AT&T’s 2019 proxy shows a 19.2% increase for McAtee’s non-equity incentive plan compensation, to nearly $2.02 million, up from $1.69 million the year before. McAtee also had a raise in his annual base salary, which now stands at more than $1.27 million, as well as increases for his stock awards, nonqualified deferred compensation earnings, and other forms of compensation.
McAtee, who did not respond to a request for comment about his pay, took over as AT&T’s top in-house lawyer in 2015 after the retirement of the company’s longtime legal chief D. Wayne Watts. Bloomberg data shows that McAtee currently owns roughly $7.74 million in AT&T stock. McAtee is one of a few lawyers inAT&T’s top management team.
John Stephens, a senior executive vice president and CFO at A&T who has a law degree from Saint Louis University, had nearly $16.73 million in total compensation last year, according to the company’s proxy filed this week.

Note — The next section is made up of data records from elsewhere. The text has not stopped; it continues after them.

PR #229, opened 2016-03-30
Use checkboxes to display MultipleFields

shivamMg:
Use Check-boxes to display `Sessions` or `Speakers` fields in Speaker, Session and Track forms.

[Screenshot (new field)](http://i.imgur.com/z15mu4E.png)

The current forms use drop-down select tag that are not fit for the purpose. Selecting more than one option requires the user to hold down the shift key. [Screenshot](https://i.imgur.com/Mo1mLWz.png)

- Remove `from flask_wtf.file import FileField` from `speaker_form.py`. It was imported but not used.
- Remove `allow_blank=True` option specified in `QuerySelectMultipleField`s. It does not accept any such option [docs](https://wtforms.readthedocs.org/en/2.0.2/ext.html?highlight=queryselectmultiplefield#wtforms.ext.sqlalchemy.fields.QuerySelectMultipleField).

### DIFF
--- a/open_event/forms/admin/session_form.py
+++ b/open_event/forms/admin/session_form.py
@@ -1,6 +1,7 @@
 """Copyright 2015 Rafal Kowalski"""
 from flask_wtf import Form
 from wtforms import StringField, TextAreaField
+from wtforms.widgets import ListWidget, CheckboxInput
 from wtforms.ext.sqlalchemy.fields import QuerySelectMultipleField, QuerySelectField
 from wtforms.validators import DataRequired
 from flask_admin.form.fields import DateTimeField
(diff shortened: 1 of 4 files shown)


shivamMg:
@championswimmer Please take a look :smile:

leto:
This looks good. My only concern is: What happens when there are hundreds of speakers? We may want something like Github's interface for adding a person to a repo: A search field and a list of the people added below. This interface is nice for small numbers of speakers, so I am going to merge it.

shivamMg:
@leto Taken care of it in https://github.com/fossasia/open-event-orga-server/pull/242.

shivamMg:
@leto Something I would like to ask. I noticed "Tracks" has a Sessions field in forms but does not have "sessions" key in the API. So there is no way to retrieve sessions for a track. Should I file an issue and submit a patch?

Another top lawyer, senior executive vice president and chief compliance officer David Huntley, is not listed as among AT&T’s highest-paid executives.
AT&T late last year brought back James Cicconi, a former Akin Gump Strauss Hauer & Feld partner who had retired in September 2016 after nearly two decades at the company, as a senior executive vice president for external affairs.
Cicconi, who had previously served as an AT&T in-house lawyer and the company’s top lobbyist, took over duties from Margaret Peterlin, an attorney and former senior vice president of global and external affairs who left the company at the end of 2019, per a Politico report.
Akin Gump received $320,000 from Akin Gump last year to lobby for the company on federal legislation and regulations related to telecommunications policy, wireless communication, cybersecurity, broadband policy reform, and other matters, according to U.S. Senate filings. Other large law firms like Husch Blackwell, Mayer Brown, and Wiley Rein also handle lobbying work for AT&T and its subsidiaries.
Mayer Brown and Littler Mendelson have handled more than 20% of AT&T’s litigation caseload within the last five years, according to Bloomberg Law data. Other leading firms representing AT&T in court during that timeframe include Kilpatrick Townsend & Stockton, Sidley Austin, Paul Hastings, and Baker Botts.
Sullivan & Cromwell, Arnold & Porter Kaye Scholer, Crowell & Moring, O’Melveny & Myers, and Gibson, Dunn & Crutcher all advised AT&T on its takeover of Time Warner, a mega-merger that upon its completion led to a shakeout in the in-house legal ranks at some of the target company’s former affiliates.